A recurring theme of many news notes and articles from ag market watchers has to do with the Phase One trade agreement with China. China committed to huge levels of imports from the U.S., and now observers have divergent opinions about their performance.
Ag exports to China were to be $36.6 billion this year. It should be noted that the plunging prices of the past couple of months makes that harder for the Chinese to make happen. That is, the low prices means that the dollar target require higher volume of trade to meet.
Now we come to a time when the COVID-19 crisis has the leaders of the two countries posturing about the blame for the virus. Ag observers worry that the rhetoric, especially by our president, will damage the chances of the trade agreement coming to fruition.
Trade comments currently have traders worried that the Chinese will continue to lag behind the volumes in the agreement but note that our trade officials are putting out the line that they expect it will, in fact, have the volumes in the agreement met.
A dtn.com article notes that of the $36.6 billion for the year, only $3.35 billion in goods has been shipped in the first quarter, 2% below the shipments of the first quarter of 2019. They say that industry sources indicate they don’t think the Chinese will complete the agreement.
There are arguments on the other side. The same article suggests that many of the Chinese are educated in this country, and they understand that much of the rhetoric coming from political sources is just grist for the election mill. Also, the article does not mention that the agreement was not signed until Jan. 15 and was not due to start for another 30 days. Thus, performance in the second quarter of the year is a better indicator of performance.
Depressed grain markets
The current grain markets remain depressed as a result of USDA supply and demand numbers which indicate higher production than many in the industry believe are valid. Adding to these fundamentals are the virus-created problems that have depressed most commodities. We have had a “perfect storm” of bad news for two months.

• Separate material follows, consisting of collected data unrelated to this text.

PR #2054, opened 2024-12-26
Occultist / Zizoid Mage Rebalance

ProbablyCarl:
## About The Pull Request
Skeletons are a broken mess, both unfair and unfun to fight against.
I absolutely adore occultist in concept and practice, but their minions break the subclass entirely and thrust it into the realm of genuinely cancerous in nature.
As a result, this PR decouples old Occultist from the magos refugee altogether and makes it an outfit for admin intervention exclusively.

Now, occultist in its state for this PR, admin exclusive outfit aside, has no such abilities to raise the dead. It can still heal them, and possess the strengthen undead stun spell, but it can't raise corpses anymore.

'Raise Undead', 'Command Undead' and 'Revoke Unlife' are no longer purchasable for Zizoid mages.

'Strengthen Undead' cost raised from 2 to 4. It was far too powerful utility and combat wise to be at TWO.
'Eyebite' is now purchasable for Zizoid mages with a cost of 3, because it was missing. This makes 'Ray of Sickness', 'Eyebite' and 'Strengthen Undead' the spells added to the list of possible to purchase for a Zizoid mage.

We'll leave the hoards of unkillable creatures to Lich, outside of admin curated events / intervention.

## Why It's Good For The Game
A myriad of player and administrative complaints have prompted me to push this. As someone who plays both skeleton AND fights them regularly, I'd like to think I've a good idea of both sides, and this is the best solution at the moment.
Barring a full skeleton rework, at least, but the Ten knows I refuse to touch that with a ten foot pole.

### DIFF
--- a/code/modules/spells/roguetown/necromancer.dm
+++ b/code/modules/spells/roguetown/necromancer.dm
@@ -15,7 +15,7 @@
 	antimagic_allowed = TRUE
 	charge_max = 15 SECONDS
 	miracle = FALSE
-	cost = 2
+	cost = 4
 	chargedrain = 1
 	xp_gain = TRUE
 
@@ -95,7 +95,7 @@
 
 /obj/effect/proc_holder/spell/invoked/raise_undead_lesser
 	name = "Lesser Raise Undead"
-	cost = 6	
+	cost = 6
 	desc = "Reanimate a corpse as a skeleton. You can maintain two sapient skeletons, the rest will be mindless. The body must have all limbs and its head."
 	clothes_req = FALSE
 	range = 7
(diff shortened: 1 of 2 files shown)


Kregle:
Good. Liches were made major antags so we wouldn't have skeleton hordes teaming up with rebels, vampires, etc etc. Occultists aren't even antags in the code. Keeping it around as an admin load out is more than appropriate.

Xaytan:
Remember that the ability to create skeletons was also given to any spellcasting character with Zizo as their patron too.

Should probably take that away from them. It never should have been done in the first place.

Gyrandola:
Remove their ability to raise the undead so they can still be played as a zizo mage of sorts.

Gyrandola (approved):

ophaq:
Psydon wins this one Zizo!

Kevak:
Do we have specific reports of skeletons breaking anywhere? It is irritating attempting to do bugfixes without actual bug occurrence instances being reported reliably. Hard to replicate and narrow down the issue. I’d also like to remind you that occultist lacked the ability to raise a swarm of any significant degree. It was capped to two skeletons per.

The perception of the impact of good planting progress adding to our burdensome supply is also limiting prices. We do not have the latest USDA planting progress report because of the Memorial Day holiday, but we were ahead of normal last week, and have had good progress this week.
The planting numbers do not tell the whole story, however. I am told that parts of Ohio are very wet and underplanted. This would include a large area near Circleville, Ohio, and some of the north-central portion of Ohio.
Locally, we got a couple of good days for planting, followed by a moist spell, and then more dry weather. The current forecast doesn’t call for rain until possibly May 28 and 29. Most of our crops in northeast Ohio will be planted by then.
Monday mornings I get to participate in a conference call that involves ag professionals from all over the Midwest. This time of year it is fascinating what comes out in that call.
Most callers talked about how the crops had been planted for weeks, but some were starting to worry that soybeans had been frosted and would need replanting. Some reported spots that were too wet and had little planted.
North Dakota remains a problem, with May 26 having been the prevent plant date for them. Many still have last year’s immature corn in the field, with conditions too wet for the delayed harvest, let alone to plant again.
USDA is still working to get a handle on the production last year from North Dakota through Michigan, where 8% of the 2019 crop was not harvested before the supposedly final USDA crop production report of January.